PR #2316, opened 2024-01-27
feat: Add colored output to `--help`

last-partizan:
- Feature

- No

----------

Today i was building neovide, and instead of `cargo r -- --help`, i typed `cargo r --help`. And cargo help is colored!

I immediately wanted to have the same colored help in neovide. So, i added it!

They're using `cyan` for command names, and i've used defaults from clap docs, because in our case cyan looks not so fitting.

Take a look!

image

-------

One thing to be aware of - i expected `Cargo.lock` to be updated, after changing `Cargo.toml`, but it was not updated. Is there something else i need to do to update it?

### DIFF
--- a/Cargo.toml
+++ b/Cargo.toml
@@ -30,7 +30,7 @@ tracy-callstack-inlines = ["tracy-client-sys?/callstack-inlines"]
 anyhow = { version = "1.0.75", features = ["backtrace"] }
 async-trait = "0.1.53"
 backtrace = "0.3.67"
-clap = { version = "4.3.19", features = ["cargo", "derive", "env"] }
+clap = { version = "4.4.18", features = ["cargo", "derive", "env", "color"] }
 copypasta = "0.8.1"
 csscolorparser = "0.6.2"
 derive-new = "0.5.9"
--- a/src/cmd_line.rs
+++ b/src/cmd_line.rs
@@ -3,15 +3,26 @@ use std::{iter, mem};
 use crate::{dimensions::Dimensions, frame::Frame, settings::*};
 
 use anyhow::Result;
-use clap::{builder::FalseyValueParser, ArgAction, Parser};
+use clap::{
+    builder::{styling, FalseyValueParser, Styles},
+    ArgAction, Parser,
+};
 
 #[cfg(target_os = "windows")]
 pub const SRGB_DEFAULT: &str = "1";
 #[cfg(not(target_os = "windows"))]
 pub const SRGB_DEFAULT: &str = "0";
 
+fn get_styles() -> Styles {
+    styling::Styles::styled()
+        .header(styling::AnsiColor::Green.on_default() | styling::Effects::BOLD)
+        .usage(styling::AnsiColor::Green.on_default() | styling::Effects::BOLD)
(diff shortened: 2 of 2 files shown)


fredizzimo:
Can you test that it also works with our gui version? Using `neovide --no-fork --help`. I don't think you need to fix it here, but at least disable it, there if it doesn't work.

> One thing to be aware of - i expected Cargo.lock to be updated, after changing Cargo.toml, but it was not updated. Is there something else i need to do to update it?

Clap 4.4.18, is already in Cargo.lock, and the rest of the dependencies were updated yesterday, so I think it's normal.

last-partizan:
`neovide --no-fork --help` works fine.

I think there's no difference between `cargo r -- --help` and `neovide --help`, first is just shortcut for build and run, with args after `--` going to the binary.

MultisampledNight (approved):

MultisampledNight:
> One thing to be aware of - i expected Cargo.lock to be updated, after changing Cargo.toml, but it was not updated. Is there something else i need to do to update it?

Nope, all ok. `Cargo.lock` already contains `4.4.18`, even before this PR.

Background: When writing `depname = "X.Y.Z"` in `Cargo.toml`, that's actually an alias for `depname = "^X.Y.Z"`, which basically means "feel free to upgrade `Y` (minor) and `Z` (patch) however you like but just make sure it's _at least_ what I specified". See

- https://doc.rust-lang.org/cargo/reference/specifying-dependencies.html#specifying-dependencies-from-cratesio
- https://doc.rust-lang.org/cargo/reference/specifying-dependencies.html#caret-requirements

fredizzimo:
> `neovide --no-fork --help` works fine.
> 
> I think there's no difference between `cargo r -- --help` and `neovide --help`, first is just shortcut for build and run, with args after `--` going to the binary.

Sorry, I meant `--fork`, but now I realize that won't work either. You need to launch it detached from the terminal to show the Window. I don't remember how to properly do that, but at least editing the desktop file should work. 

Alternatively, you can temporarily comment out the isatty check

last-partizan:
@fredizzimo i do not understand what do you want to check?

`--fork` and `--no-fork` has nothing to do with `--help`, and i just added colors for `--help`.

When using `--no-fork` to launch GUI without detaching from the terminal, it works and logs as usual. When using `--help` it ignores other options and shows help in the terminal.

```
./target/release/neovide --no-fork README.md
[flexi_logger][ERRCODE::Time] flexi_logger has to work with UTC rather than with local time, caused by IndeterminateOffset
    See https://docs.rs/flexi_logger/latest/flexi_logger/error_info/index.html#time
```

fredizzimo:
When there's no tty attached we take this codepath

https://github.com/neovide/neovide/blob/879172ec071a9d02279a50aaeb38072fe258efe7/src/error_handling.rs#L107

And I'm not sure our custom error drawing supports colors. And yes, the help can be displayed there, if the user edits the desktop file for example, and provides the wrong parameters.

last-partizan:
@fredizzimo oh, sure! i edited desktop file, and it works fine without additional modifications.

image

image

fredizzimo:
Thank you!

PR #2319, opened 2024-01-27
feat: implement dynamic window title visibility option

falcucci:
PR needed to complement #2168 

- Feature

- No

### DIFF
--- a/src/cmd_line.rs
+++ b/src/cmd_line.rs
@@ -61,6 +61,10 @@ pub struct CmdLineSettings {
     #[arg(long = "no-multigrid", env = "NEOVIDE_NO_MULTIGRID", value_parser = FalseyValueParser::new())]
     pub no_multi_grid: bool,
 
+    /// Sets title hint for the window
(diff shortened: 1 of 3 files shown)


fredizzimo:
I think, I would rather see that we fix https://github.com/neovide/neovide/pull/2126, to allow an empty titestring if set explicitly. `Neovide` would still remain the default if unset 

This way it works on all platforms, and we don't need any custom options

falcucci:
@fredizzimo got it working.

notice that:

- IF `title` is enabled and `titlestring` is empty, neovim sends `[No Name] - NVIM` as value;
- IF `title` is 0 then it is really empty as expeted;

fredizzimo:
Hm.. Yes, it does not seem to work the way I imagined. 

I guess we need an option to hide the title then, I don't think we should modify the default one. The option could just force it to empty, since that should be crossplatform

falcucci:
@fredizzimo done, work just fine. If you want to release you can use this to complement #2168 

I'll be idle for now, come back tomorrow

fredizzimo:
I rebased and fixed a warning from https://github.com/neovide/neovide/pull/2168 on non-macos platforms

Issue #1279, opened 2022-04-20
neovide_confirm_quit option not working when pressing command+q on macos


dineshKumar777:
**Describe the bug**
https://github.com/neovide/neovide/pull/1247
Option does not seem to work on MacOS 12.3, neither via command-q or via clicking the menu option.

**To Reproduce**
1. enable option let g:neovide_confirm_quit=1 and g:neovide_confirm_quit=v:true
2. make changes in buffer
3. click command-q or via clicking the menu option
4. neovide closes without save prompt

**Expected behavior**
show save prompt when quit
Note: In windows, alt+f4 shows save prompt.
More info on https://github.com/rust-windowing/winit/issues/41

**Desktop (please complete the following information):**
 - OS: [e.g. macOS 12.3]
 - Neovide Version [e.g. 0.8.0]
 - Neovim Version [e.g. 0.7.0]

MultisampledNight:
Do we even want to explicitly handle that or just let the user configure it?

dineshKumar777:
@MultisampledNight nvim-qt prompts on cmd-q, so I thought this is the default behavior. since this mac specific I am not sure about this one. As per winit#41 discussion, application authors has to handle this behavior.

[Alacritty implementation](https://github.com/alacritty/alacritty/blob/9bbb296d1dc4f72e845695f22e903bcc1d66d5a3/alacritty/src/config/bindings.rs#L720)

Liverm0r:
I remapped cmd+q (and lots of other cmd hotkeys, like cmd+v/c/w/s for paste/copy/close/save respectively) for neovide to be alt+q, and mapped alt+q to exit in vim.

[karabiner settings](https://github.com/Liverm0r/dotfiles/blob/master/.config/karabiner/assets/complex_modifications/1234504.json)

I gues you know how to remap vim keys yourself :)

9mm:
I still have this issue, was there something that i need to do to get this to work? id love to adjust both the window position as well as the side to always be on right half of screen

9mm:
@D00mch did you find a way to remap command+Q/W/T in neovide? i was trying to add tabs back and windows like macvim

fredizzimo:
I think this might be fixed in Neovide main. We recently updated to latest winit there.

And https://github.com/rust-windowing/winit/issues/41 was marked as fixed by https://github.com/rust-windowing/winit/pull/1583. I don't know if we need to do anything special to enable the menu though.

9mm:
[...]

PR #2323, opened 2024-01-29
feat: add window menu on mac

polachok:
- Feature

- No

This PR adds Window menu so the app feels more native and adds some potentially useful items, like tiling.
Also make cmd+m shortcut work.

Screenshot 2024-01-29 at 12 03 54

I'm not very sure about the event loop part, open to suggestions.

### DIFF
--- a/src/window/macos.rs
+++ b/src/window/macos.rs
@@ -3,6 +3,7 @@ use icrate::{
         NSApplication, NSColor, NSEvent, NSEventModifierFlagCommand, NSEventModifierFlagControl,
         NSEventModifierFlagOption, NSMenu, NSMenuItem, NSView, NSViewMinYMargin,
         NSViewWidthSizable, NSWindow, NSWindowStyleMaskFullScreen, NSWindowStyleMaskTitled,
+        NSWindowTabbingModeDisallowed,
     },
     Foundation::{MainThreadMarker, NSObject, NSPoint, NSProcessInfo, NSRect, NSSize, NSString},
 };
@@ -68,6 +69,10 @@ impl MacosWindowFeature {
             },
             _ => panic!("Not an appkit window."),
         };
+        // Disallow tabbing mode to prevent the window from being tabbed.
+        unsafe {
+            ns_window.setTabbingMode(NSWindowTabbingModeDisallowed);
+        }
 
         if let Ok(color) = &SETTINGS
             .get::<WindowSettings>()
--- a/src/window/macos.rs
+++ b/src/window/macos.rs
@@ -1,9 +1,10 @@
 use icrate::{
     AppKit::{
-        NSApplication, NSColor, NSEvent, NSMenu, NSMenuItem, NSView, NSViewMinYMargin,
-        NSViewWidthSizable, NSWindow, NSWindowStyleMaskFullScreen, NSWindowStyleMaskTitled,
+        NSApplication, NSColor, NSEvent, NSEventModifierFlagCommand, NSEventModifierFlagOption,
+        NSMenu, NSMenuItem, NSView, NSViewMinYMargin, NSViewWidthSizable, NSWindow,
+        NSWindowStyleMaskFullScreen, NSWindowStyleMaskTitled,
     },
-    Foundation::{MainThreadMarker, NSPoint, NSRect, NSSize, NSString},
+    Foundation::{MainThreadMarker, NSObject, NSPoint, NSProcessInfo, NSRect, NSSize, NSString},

# [INSTRUCTIONS FOR THE TASK]
The answer must be one number: how many lines in the records above contain "Foundation".

# [YOUR SOLUTION]
3